O Centro de Educação Especial e Terapêutica [ou As várias formas dos Oásis]

Os oásis podem ter várias formas. Podem ser água, abrigo, paz, sorriso ou abraço. Independentemente de como se apresentam, todos têm um ponto em comum: discretizam o espaço, dividindo o contínuo em locais bem definidos. Num curioso paradoxo, um dos factores mais importantes para a definição do oásis é o local onde se encontra. 
A “Na Rota dos Povos” iniciou o funcionamento do seu Centro de Educação Especial e Terapêutica (CEET) em Catió, cidade que fica no sul da Guiné-Bissau. Neste oásis, 40 crianças com diversidade funcional passarão a ter apoio nas vertentes do diagnóstico e tratamento, da educação e da alimentação. Muitas destas crianças tiveram, até ao momento, uma vida muito isolada. Crescer isolado, é colocar-nos de lado. É nascer ponte, mas sem tocar as margens.

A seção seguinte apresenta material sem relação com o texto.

PR #13062, opened 2016-05-25
Control player components in JS

jamesgorrie:
## What does this change?

We control the components in JS. This has the added benefit that the DOM of all the other gumpf is not created.

The fullscreen button is also where it should be, especially on fronts where it is hidden on mobile, making our teeny tiny videos massively unappealing.

@paperboyo gives me something.

No
## Screenshots

**NOW!**
now-player

**THEN!**
then-player
## Request for comment

@akash1810 @paperboyo


akash1810:
👍

PR #13066, opened 2016-05-25
Stop tracking external links and download links as exit links

dominickendrick:
## What does this change?

This stops us tracking external links and download links as exit links, which reduces the number of server calls we make to omniture

Saves around £5k (£1K a month)
## Request for comment

@mkopka @desbo


desbo:
👍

A educação é a ferramenta que permite rasgar os terrenos mais áridos e irrigar as zonas adjacentes. Neste processo, o Doutor Rúben Almeida, especialista em reabilitação e a Terapeuta Carolina Mouta tiveram um papel muito importante, partilhando o seu conhecimento à equipa que irá acompanhar as crianças. Tive a honra e a felicidade de ouvir a primeira aula do Doutor Rúben, onde aprendi um grande conjunto de lições. A minha formação como professor, faz-se sempre quando me coloco como aluno. 
O primeiro sorriso de uma criança é um dos principais marcos do seu estado de desenvolvimento, mas conseguir sorrir, não implica que seja possível fazê-lo. Vivemos num mundo em que demasiadas crianças têm poucos motivos para sorrir. Nada é mais importante do que o sorriso das crianças. O CEET pretende fazer sorrir e reforçar que todos os sorrisos são importantes.

 
A capacidade de fixar alguém com o olhar é outro momento muito importante, mas torna-se impossível fixar alguém que não fica. Demasiadas mães morrem durante o parto em todo o mundo, e em especial em Catió, de complicações que poderiam ser evitadas. Infelizmente, conhecemos muito bem estes números. A “Casa da Mamé”, outro dos grandes oásis da “Rota”, acolhe, neste momento,19 crianças que a mãe morreu no parto.

No CEET, os espelhos são essenciais para o trabalho de recuperação porque nos permitem perceber a nossa postura incorrecta. Fiquei a pensar que precisamos de espelhos para as nossas acções, sem nos deixarem esquecer as nossas fragilidades e a beleza que há em todos nós. É essencial facilitar experiências às crianças que, por uma diversidade de motivos, não tiveram a oportunidade de as ter. A terapia não muda o passado, mas muda o futuro, valorizando o único momento em que podemos actuar: o presente.

 
Dentro de cada um de nós também existem oásis. Vivemos procurando momentos marcantes, mas prendemo-nos em momentos mais fáceis de identificar. Normalmente os primeiros, mas os últimos momentos poderão ainda ser mais marcantes. O problema é que raramente sabemos quando ocorrem. Quando será o último abraço a uma pessoa querida, a última vez que visitamos uma cidade ou um amigo?

O grande oásis da nossa vida é o presente e é apenas sobre podemos actuar, mas é essencial lembrar-nos da nossa finitude e que sem a contemplação, nada é belo. Procuremos a beleza que há em todos nós. Na diferença, mas em igualdade.